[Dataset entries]
*** Begin section ***
PR #307, opened 2020-03-04
feat: make formatTime and formatNumber accept undefined type

kristw:
🏆 Enhancements

* Make `formatTime` and `formatNumber` handle `undefined` type. The logic is already there, but the argument type was still `string`

cc @ktmud

### DIFF
--- a/packages/superset-ui-number-format/test/NumberFormatterRegistry.test.ts
+++ b/packages/superset-ui-number-format/test/NumberFormatterRegistry.test.ts
@@ -43,5 +43,8 @@ describe('NumberFormatterRegistry', () => {
       expect(registry.format('.2f', 100)).toEqual('100.00');
       expect(registry.format(',d', 100)).toEqual('100');
     });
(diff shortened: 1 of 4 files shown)


packages/superset-ui-number-format/test/NumberFormatterRegistry.test.ts
```diff
@@ -43,5 +43,8 @@ describe('NumberFormatterRegistry', () => {
       expect(registry.format('.2f', 100)).toEqual('100.00');
       expect(registry.format(',d', 100)).toEqual('100');
     });
+    it('falls back to the default formatter if the format is undefined', () => {
+      expect(registry.format(undefined, 1000)).toEqual('1k');
+    });
```
ktmud: Thanks for adding the test case!

ktmud:
Actually, this file needs to be updated, too:
https://github.com/apache-superset/superset-ui/blob/master/packages/superset-ui-number-format/src/NumberFormatterRegistrySingleton.ts#L12-L13

PR #308, opened 2020-03-04
feat: add more support for undefined format to number and time formatters

kristw:
🏆 Enhancements

* Follow up from #307 , make `formatTime`, `getTimeFormatter`, `formatNumber`, `getNumberFormatter` handle `undefined` format.

* Bring back support for empty string as format. This was due to the recent change from `||` to `??`.

The code used to be `format || defaultFormat`, and it was changed by `eslint` auto-fix to `format ?? defaultFormat`.

```ts
'' || 'abc' = 'abc'
'' ?? 'abc' = ''
```

### DIFF
--- a/packages/superset-ui-number-format/src/NumberFormatterRegistry.ts
+++ b/packages/superset-ui-number-format/src/NumberFormatterRegistry.ts
@@ -23,7 +23,11 @@ export default class NumberFormatterRegistry extends RegistryWithDefaultKey<
   }
 
   get(formatterId?: string) {
-    const targetFormat = `${formatterId ?? this.defaultKey}`.trim();
+    const targetFormat = `${
+      formatterId === null || typeof formatterId === 'undefined' || formatterId === ''
+        ? this.defaultKey
+        : formatterId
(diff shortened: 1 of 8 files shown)


packages/superset-ui-number-format/src/NumberFormatterRegistry.ts
```diff
@@ -23,7 +23,11 @@ export default class NumberFormatterRegistry extends RegistryWithDefaultKey<
   }
 
   get(formatterId?: string) {
-    const targetFormat = `${formatterId ?? this.defaultKey}`.trim();
+    const targetFormat = `${
+      formatterId === null || typeof formatterId === 'undefined' || formatterId === ''
+        ? this.defaultKey
+        : formatterId
+    }`.trim();
```
ktmud: I appreciate the explicitness, but could this be simplified as `formatterId ?? (formatterId || this.defaultKey)`.

kristw: eslint will try to change `||` to `??`

PR #322, opened 2020-03-28
feat: add validator package

kristw:
🏆 Enhancements

* Move validators from `incubator-superset` for usage in packages

```ts
import { legacyValidateInteger, legacyValidateNumber, validateNonEmpty } from '@superset-ui/validator';
```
*** End section ***
◆ BRIEF
Reproduce the data above exactly, leaving nothing out.

◆ RESPONSE TO THE TASK
PR #307, opened 2020-03-04
feat: make formatTime and formatNumber accept undefined type

kristw:
🏆 Enhancements

* Make `formatTime` and `formatNumber` handle `undefined` type. The logic is already there, but the argument type was still `string`

cc @ktmud

### DIFF
--- a/packages/superset-ui-number-format/test/NumberFormatterRegistry.test.ts
+++ b/packages/superset-ui-number-format/test/NumberFormatterRegistry.test.ts
@@ -43,5 +43,8 @@ describe('NumberFormatterRegistry', () => {
       expect(registry.format('.2f', 100)).toEqual('100.00');
       expect(registry.format(',d', 100)).toEqual('100');
     });
(diff shortened: 1 of 4 files shown)


packages/superset-ui-number-format/test/NumberFormatterRegistry.test.ts
```diff
@@ -43,5 +43,8 @@ describe('NumberFormatterRegistry', () => {
       expect(registry.format('.2f', 100)).toEqual('100.00');
       expect(registry.format(',d', 100)).toEqual('100');
     });
+    it('falls back to the default formatter if the format is undefined', () => {
+      expect(registry.format(undefined, 1000)).toEqual('1k');
+    });
```
ktmud: Thanks for adding the test case!

ktmud:
Actually, this file needs to be updated, too:
https://github.com/apache-superset/superset-ui/blob/master/packages/superset-ui-number-format/src/NumberFormatterRegistrySingleton.ts#L12-L13

PR #308, opened 2020-03-04
feat: add more support for undefined format to number and time formatters

kristw:
🏆 Enhancements

* Follow up from #307 , make `formatTime`, `getTimeFormatter`, `formatNumber`, `getNumberFormatter` handle `undefined` format.

* Bring back support for empty string as format. This was due to the recent change from `||` to `??`.

The code used to be `format || defaultFormat`, and it was changed by `eslint` auto-fix to `format ?? defaultFormat`.

```ts
'' || 'abc' = 'abc'
'' ?? 'abc' = ''
```

### DIFF
--- a/packages/superset-ui-number-format/src/NumberFormatterRegistry.ts
+++ b/packages/superset-ui-number-format/src/NumberFormatterRegistry.ts
@@ -23,7 +23,11 @@ export default class NumberFormatterRegistry extends RegistryWithDefaultKey<
   }
 
   get(formatterId?: string) {
-    const targetFormat = `${formatterId ?? this.defaultKey}`.trim();
+    const targetFormat = `${
+      formatterId === null || typeof formatterId === 'undefined' || formatterId === ''
+        ? this.defaultKey
+        : formatterId
(diff shortened: 1 of 8 files shown)


packages/superset-ui-number-format/src/NumberFormatterRegistry.ts
```diff
@@ -23,7 +23,11 @@ export default class NumberFormatterRegistry extends RegistryWithDefaultKey<
   }
 
   get(formatterId?: string) {
-    const targetFormat = `${formatterId ?? this.defaultKey}`.trim();
+    const targetFormat = `${
+      formatterId === null || typeof formatterId === 'undefined' || formatterId === ''
+        ? this.defaultKey
+        : formatterId
+    }`.trim();
```
ktmud: I appreciate the explicitness, but could this be simplified as `formatterId ?? (formatterId || this.defaultKey)`.

kristw: eslint will try to change `||` to `??`

PR #322, opened 2020-03-28
feat: add validator package

kristw:
🏆 Enhancements

* Move validators from `incubator-superset` for usage in packages

```ts
import { legacyValidateInteger, legacyValidateNumber, validateNonEmpty } from '@superset-ui/validator';
```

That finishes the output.